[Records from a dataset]
· · · ·

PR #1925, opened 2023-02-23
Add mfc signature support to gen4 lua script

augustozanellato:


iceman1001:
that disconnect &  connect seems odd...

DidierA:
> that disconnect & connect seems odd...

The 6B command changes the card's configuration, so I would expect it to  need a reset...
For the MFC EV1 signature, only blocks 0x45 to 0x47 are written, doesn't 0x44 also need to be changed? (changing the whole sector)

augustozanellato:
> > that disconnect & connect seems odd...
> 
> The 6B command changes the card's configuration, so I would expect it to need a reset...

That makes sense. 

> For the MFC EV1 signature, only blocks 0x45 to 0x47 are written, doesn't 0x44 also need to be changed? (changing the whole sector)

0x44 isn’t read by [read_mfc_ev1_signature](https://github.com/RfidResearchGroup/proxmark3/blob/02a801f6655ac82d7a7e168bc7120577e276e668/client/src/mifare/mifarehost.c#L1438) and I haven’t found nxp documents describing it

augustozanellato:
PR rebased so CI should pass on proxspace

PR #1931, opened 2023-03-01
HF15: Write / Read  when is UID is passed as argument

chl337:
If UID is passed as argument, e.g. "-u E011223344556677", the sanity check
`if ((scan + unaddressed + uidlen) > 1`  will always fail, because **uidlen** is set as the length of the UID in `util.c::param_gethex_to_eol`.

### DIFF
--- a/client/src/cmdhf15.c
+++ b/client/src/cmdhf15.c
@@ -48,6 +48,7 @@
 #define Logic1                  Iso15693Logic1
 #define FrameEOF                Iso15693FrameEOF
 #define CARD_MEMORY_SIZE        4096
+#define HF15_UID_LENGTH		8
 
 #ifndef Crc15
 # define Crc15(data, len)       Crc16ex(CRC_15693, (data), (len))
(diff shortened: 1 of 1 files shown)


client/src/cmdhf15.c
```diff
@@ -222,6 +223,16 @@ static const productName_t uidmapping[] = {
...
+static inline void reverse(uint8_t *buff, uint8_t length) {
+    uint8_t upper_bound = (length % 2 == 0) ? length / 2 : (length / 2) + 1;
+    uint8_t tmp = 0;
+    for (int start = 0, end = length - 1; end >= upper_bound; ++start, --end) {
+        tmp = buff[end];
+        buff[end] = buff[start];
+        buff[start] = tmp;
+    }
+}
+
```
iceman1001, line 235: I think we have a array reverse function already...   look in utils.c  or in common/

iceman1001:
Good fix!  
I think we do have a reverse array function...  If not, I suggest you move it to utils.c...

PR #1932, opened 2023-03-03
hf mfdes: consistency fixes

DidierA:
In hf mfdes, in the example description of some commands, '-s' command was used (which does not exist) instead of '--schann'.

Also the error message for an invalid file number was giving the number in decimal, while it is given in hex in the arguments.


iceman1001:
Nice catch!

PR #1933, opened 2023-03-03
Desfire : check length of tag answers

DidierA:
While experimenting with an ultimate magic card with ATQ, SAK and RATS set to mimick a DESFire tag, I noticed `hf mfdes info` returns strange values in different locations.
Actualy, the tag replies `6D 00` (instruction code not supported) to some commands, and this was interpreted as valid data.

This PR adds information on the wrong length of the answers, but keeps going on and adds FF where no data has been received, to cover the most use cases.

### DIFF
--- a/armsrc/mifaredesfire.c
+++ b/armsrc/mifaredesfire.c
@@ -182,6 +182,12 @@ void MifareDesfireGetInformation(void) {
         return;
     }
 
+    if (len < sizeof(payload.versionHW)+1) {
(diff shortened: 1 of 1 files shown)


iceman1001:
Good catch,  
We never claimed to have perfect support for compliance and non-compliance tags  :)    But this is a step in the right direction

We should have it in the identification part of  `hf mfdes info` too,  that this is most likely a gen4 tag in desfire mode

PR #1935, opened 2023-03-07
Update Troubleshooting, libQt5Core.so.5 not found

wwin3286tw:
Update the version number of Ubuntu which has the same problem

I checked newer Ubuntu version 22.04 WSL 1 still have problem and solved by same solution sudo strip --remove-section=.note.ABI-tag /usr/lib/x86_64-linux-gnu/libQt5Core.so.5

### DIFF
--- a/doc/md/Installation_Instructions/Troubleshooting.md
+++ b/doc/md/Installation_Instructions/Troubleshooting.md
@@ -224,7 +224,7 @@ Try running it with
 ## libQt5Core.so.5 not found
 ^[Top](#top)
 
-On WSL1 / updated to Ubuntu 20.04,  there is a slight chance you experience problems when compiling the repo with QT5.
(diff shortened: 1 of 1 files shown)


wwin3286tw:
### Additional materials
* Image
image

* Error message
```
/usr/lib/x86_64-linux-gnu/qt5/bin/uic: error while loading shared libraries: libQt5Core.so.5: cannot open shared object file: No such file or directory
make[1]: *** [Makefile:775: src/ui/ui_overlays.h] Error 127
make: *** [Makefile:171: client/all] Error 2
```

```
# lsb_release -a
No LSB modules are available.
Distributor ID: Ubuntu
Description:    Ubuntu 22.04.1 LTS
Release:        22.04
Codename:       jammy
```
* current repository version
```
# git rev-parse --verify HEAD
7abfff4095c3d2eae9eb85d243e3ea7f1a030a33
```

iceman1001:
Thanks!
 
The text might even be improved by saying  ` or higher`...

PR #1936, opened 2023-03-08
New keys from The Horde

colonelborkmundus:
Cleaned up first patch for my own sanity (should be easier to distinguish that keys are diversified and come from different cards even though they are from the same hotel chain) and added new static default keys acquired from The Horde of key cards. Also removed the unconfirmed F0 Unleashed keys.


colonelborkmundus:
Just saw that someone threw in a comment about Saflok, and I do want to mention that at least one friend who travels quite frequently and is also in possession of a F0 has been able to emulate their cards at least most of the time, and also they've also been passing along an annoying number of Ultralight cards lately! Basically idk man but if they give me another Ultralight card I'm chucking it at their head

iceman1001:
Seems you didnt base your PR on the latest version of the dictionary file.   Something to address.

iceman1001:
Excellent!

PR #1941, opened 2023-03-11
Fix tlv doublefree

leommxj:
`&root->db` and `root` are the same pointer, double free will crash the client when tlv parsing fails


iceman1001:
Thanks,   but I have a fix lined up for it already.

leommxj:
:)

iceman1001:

· · · ·

• EXERCISE DIRECTIONS: Please type the entries above out again exactly.

• OUTPUT BELOW:
PR #1925, opened 2023-02-23
Add mfc signature support to gen4 lua script

augustozanellato:


iceman1001:
that disconnect &  connect seems odd...

DidierA:
> that disconnect & connect seems odd...

The 6B command changes the card's configuration, so I would expect it to  need a reset...
For the MFC EV1 signature, only blocks 0x45 to 0x47 are written, doesn't 0x44 also need to be changed? (changing the whole sector)

augustozanellato:
> > that disconnect & connect seems odd...
> 
> The 6B command changes the card's configuration, so I would expect it to need a reset...

That makes sense. 

> For the MFC EV1 signature, only blocks 0x45 to 0x47 are written, doesn't 0x44 also need to be changed? (changing the whole sector)

0x44 isn’t read by [read_mfc_ev1_signature](https://github.com/RfidResearchGroup/proxmark3/blob/02a801f6655ac82d7a7e168bc7120577e276e668/client/src/mifare/mifarehost.c#L1438) and I haven’t found nxp documents describing it

augustozanellato:
PR rebased so CI should pass on proxspace

PR #1931, opened 2023-03-01
HF15: Write / Read  when is UID is passed as argument

chl337:
If UID is passed as argument, e.g. "-u E011223344556677", the sanity check
`if ((scan + unaddressed + uidlen) > 1`  will always fail, because **uidlen** is set as the length of the UID in `util.c::param_gethex_to_eol`.

### DIFF
--- a/client/src/cmdhf15.c
+++ b/client/src/cmdhf15.c
@@ -48,6 +48,7 @@
 #define Logic1                  Iso15693Logic1
 #define FrameEOF                Iso15693FrameEOF
 #define CARD_MEMORY_SIZE        4096
+#define HF15_UID_LENGTH		8
 
 #ifndef Crc15
 # define Crc15(data, len)       Crc16ex(CRC_15693, (data), (len))
(diff shortened: 1 of 1 files shown)


client/src/cmdhf15.c
```diff
@@ -222,6 +223,16 @@ static const productName_t uidmapping[] = {
...
+static inline void reverse(uint8_t *buff, uint8_t length) {
+    uint8_t upper_bound = (length % 2 == 0) ? length / 2 : (length / 2) + 1;
+    uint8_t tmp = 0;
+    for (int start = 0, end = length - 1; end >= upper_bound; ++start, --end) {
+        tmp = buff[end];
+        buff[end] = buff[start];
+        buff[start] = tmp;
+    }
+}
+
```
iceman1001, line 235: I think we have a array reverse function already...   look in utils.c  or in common/

iceman1001:
Good fix!  
I think we do have a reverse array function...  If not, I suggest you move it to utils.c...

PR #1932, opened 2023-03-03
hf mfdes: consistency fixes

DidierA:
In hf mfdes, in the example description of some commands, '-s' command was used (which does not exist) instead of '--schann'.

Also the error message for an invalid file number was giving the number in decimal, while it is given in hex in the arguments.


iceman1001:
Nice catch!

PR #1933, opened 2023-03-03
Desfire : check length of tag answers

DidierA:
While experimenting with an ultimate magic card with ATQ, SAK and RATS set to mimick a DESFire tag, I noticed `hf mfdes info` returns strange values in different locations.
Actualy, the tag replies `6D 00` (instruction code not supported) to some commands, and this was interpreted as valid data.

This PR adds information on the wrong length of the answers, but keeps going on and adds FF where no data has been received, to cover the most use cases.

### DIFF
--- a/armsrc/mifaredesfire.c
+++ b/armsrc/mifaredesfire.c
@@ -182,6 +182,12 @@ void MifareDesfireGetInformation(void) {
         return;
     }
 
+    if (len < sizeof(payload.versionHW)+1) {
(diff shortened: 1 of 1 files shown)


iceman1001:
Good catch,  
We never claimed to have perfect support for compliance and non-compliance tags  :)    But this is a step in the right direction

We should have it in the identification part of  `hf mfdes info` too,  that this is most likely a gen4 tag in desfire mode

PR #1935, opened 2023-03-07
Update Troubleshooting, libQt5Core.so.5 not found

wwin3286tw:
Update the version number of Ubuntu which has the same problem

I checked newer Ubuntu version 22.04 WSL 1 still have problem and solved by same solution sudo strip --remove-section=.note.ABI-tag /usr/lib/x86_64-linux-gnu/libQt5Core.so.5

### DIFF
--- a/doc/md/Installation_Instructions/Troubleshooting.md
+++ b/doc/md/Installation_Instructions/Troubleshooting.md
@@ -224,7 +224,7 @@ Try running it with
 ## libQt5Core.so.5 not found
 ^[Top](#top)
 
-On WSL1 / updated to Ubuntu 20.04,  there is a slight chance you experience problems when compiling the repo with QT5.
(diff shortened: 1 of 1 files shown)


wwin3286tw:
### Additional materials
* Image
image

* Error message
```
/usr/lib/x86_64-linux-gnu/qt5/bin/uic: error while loading shared libraries: libQt5Core.so.5: cannot open shared object file: No such file or directory
make[1]: *** [Makefile:775: src/ui/ui_overlays.h] Error 127
make: *** [Makefile:171: client/all] Error 2
```

```
# lsb_release -a
No LSB modules are available.
Distributor ID: Ubuntu
Description:    Ubuntu 22.04.1 LTS
Release:        22.04
Codename:       jammy
```
* current repository version
```
# git rev-parse --verify HEAD
7abfff4095c3d2eae9eb85d243e3ea7f1a030a33
```

iceman1001:
Thanks!
 
The text might even be improved by saying  ` or higher`...

PR #1936, opened 2023-03-08
New keys from The Horde

colonelborkmundus:
Cleaned up first patch for my own sanity (should be easier to distinguish that keys are diversified and come from different cards even though they are from the same hotel chain) and added new static default keys acquired from The Horde of key cards. Also removed the unconfirmed F0 Unleashed keys.


colonelborkmundus:
Just saw that someone threw in a comment about Saflok, and I do want to mention that at least one friend who travels quite frequently and is also in possession of a F0 has been able to emulate their cards at least most of the time, and also they've also been passing along an annoying number of Ultralight cards lately! Basically idk man but if they give me another Ultralight card I'm chucking it at their head

iceman1001:
Seems you didnt base your PR on the latest version of the dictionary file.   Something to address.

iceman1001:
Excellent!

PR #1941, opened 2023-03-11
Fix tlv doublefree

leommxj:
`&root->db` and `root` are the same pointer, double free will crash the client when tlv parsing fails


iceman1001:
Thanks,   but I have a fix lined up for it already.

leommxj:
:)

iceman1001:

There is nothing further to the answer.